## Provided information
Content starts

PR #242, opened 2023-04-21
Delete classpath argument files upon shutdown. Fixes #240

### LINKED ISSUE #240: "Show Commandline" leaks vmargs file
This is a copy of https://github.com/eclipse-platform/eclipse.platform.debug/issues/84
Summary: Open "Show Commandline" for a project's launch configuration with a large class/module path; this results in a file containing the classpath, which is then used as parameter like @/home/.../.temp-Main--module-path-arg-1681976925916.txt. After closing the dialog this file remains.

A solution could be to store these files in another location, not in the workspace. Any other approach will most likely result in interface changes.

diti0023:
View also [original issue](https://github.com/eclipse-platform/eclipse.platform.debug/issues/84) for more information.

## What it does
In the dialog Run Configurations, click on "Show Comandline". If there are many or long classpaths, they are collected in a file in order not to exceed the maximum command length (on a Linux system check with `getconf ARG_MAX`). This is also done for actually launching the run, but in that case these files are removed on terminating the launch. When just showing the command line these files remain, in order to have them accessible later (i.e. after closing the dialog). In this case, i.e. without any process, the GUI has no access to these files. This change marks the files as to be deleted on shutdown of the JVM, and handles them via a .gitignore in order to prevent accidentally committing them.

## How to test
Create a project with many JAR files and long paths to them. When the command length of the OS is about to be exceeded, the resulting command changes from listing all files as parameters (-classpath) to a single entry like

`@/home/.../.temp-Main--module-path-arg-1681985065801.txt`

The files resulting from just showing the commandline are deleted when the JVM is terminated.

## Author checklist

### DIFF
--- a/org.eclipse.jdt.launching/launching/org/eclipse/jdt/internal/launching/ClasspathShortener.java
+++ b/org.eclipse.jdt.launching/launching/org/eclipse/jdt/internal/launching/ClasspathShortener.java
@@ -312,7 +312,6 @@ public class ClasspathShortener implements IProcessTempFileCreator {
 			Files.writeString(argFile.toPath(), arg, systemCharset);
 			argFile.deleteOnExit();
 			file = argFile;
-			// createOrUpdateGitIgnore();
 		} catch (IOException e) {
 			throw new CoreException(new Status(IStatus.ERROR, LaunchingPlugin.getUniqueIdentifier(), IStatus.ERROR, "Cannot create " + option //$NON-NLS-1$
 					+ " argument file", e)); //$NON-NLS-1$
--- a/org.eclipse.jdt.launching/launching/org/eclipse/jdt/internal/launching/ClasspathShortener.java
+++ b/org.eclipse.jdt.launching/launching/org/eclipse/jdt/internal/launching/ClasspathShortener.java
@@ -32,6 +32,7 @@ import java.util.jar.Manifest;
 
 import org.eclipse.core.runtime.Assert;
 import org.eclipse.core.runtime.CoreException;
+import org.eclipse.core.runtime.IPath;
 import org.eclipse.core.runtime.IStatus;
 import org.eclipse.core.runtime.Platform;
 import org.eclipse.core.runtime.Status;
@@ -66,6 +67,7 @@ public class ClasspathShortener implements IProcessTempFileCreator {
 	private String[] envp;
 	private File processTempFilesDir;
 	private final List<File> processTempFiles = new ArrayList<>();
+	private static final String ARGFILE_TEMPDIR_NAME = "temp"; //$NON-NLS-1$
 
 	/**
 	 *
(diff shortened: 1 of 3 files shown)


org.eclipse.jdt.launching/launching/org/eclipse/jdt/internal/launching/ClasspathShortener.java
```diff
@@ -302,6 +302,7 @@ private void shortenPathUsingClasspathArgumentFile(int modulePathArgumentIndex,
 						+ systemCharset.displayName() + ".", null)); //$NON-NLS-1$
 			}
 			Files.writeString(argFile.toPath(), arg, systemCharset);
+			argFile.deleteOnExit();
```
jukzi, line 305: While this is an improvement it would not solve the issue that developers complain that the file shows up in the git staging view while they have eclipse open. So they could still accidentally commit it.

diti0023: That's true, and this is why this is still a draft ...

org.eclipse.jdt.launching/launching/org/eclipse/jdt/internal/launching/ClasspathShortener.java
```diff
@@ -313,6 +317,25 @@ private void shortenPathUsingClasspathArgumentFile(int modulePathArgumentIndex,
 		addProcessTempFile(file);
 	}
 
+	private void createOrUpdateGitIgnore() {
+		File gitIgnore = new File(processTempFilesDir, ".gitignore"); //$NON-NLS-1$
```
iloveeclipse, line 321: Instead of touching gitignore, one can contribute something like:
```
  <extension
        point="org.eclipse.team.core.ignore">
     <ignore
           enabled="true"
           pattern=".temp-*path-arg-*.txt"/>
  </extension>
```

iloveeclipse:
> [Merge branch 'eclipse-jdt:master' into issue#240](https://github.com/eclipse-jdt/eclipse.jdt.debug/pull/242/commits/a3d095c62a4a23147cf4868c800dd2db20d7b61f)

@diti0023 : please don't use merge to get latest state from master, please use **rebase**.
Merge commits are not allowed to get clean git history.

diti0023:
> > [Merge branch 'eclipse-jdt:master' into issue#240](https://github.com/eclipse-jdt/eclipse.jdt.debug/pull/242/commits/a3d095c62a4a23147cf4868c800dd2db20d7b61f)
> 
> @diti0023 : please don't use merge to get latest state from master, please use **rebase**. Merge commits are not allowed to get clean git history.

@iloveeclipse  Thanks -- obviously I'm still a newbie ...

org.eclipse.jdt.launching/launching/org/eclipse/jdt/internal/launching/ClasspathShortener.java
diti0023: Unfortunately neither ".temp-*path-arg-*.txt" nor "**/.temp-*path-arg-*.txt" actually hides these files in the Package Explorer; I guess I have to investigate further.

iloveeclipse: > would it be feasible to use a dedicated temp path below
workspace\.metadata\.plugins\org.eclipse.jdt.launching?

Technically we can create these temp files there, yes. I wonder why that wasn't done and if there is a catch (like having them in the base directory etc).

diti0023:
Current solution:
For "Show command line" the temp files are stored in the metadata of the respective plug-in, so outside the workspace. Additionally the files are deleted at shutdown of the Eclipse instance.

iloveeclipse:
Note: we are in 4.28 RC phase now and I personally would prefer that we would postpone this PR to 4.29 M1.

org.eclipse.jdt.launching/launching/org/eclipse/jdt/internal/launching/ClasspathShortener.java
```diff
@@ -302,7 +310,9 @@ private void shortenPathUsingClasspathArgumentFile(int modulePathArgumentIndex,
 						+ systemCharset.displayName() + ".", null)); //$NON-NLS-1$
 			}
 			Files.writeString(argFile.toPath(), arg, systemCharset);
+			argFile.deleteOnExit();
 			file = argFile;
+			// createOrUpdateGitIgnore();
```
iloveeclipse, line 315: Can you please remove this comment?

diti0023: Sure, just overlooked this.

Content ends

## Description of the task
Transcribe the opening lines of the listing exactly, please. Stop after the line that contains "this file remains.".

## Answer to this task
PR #242, opened 2023-04-21
Delete classpath argument files upon shutdown. Fixes #240

### LINKED ISSUE #240: "Show Commandline" leaks vmargs file
This is a copy of https://github.com/eclipse-platform/eclipse.platform.debug/issues/84
Summary: Open "Show Commandline" for a project's launch configuration with a large class/module path; this results in a file containing the classpath, which is then used as parameter like @/home/.../.temp-Main--module-path-arg-1681976925916.txt. After closing the dialog this file remains.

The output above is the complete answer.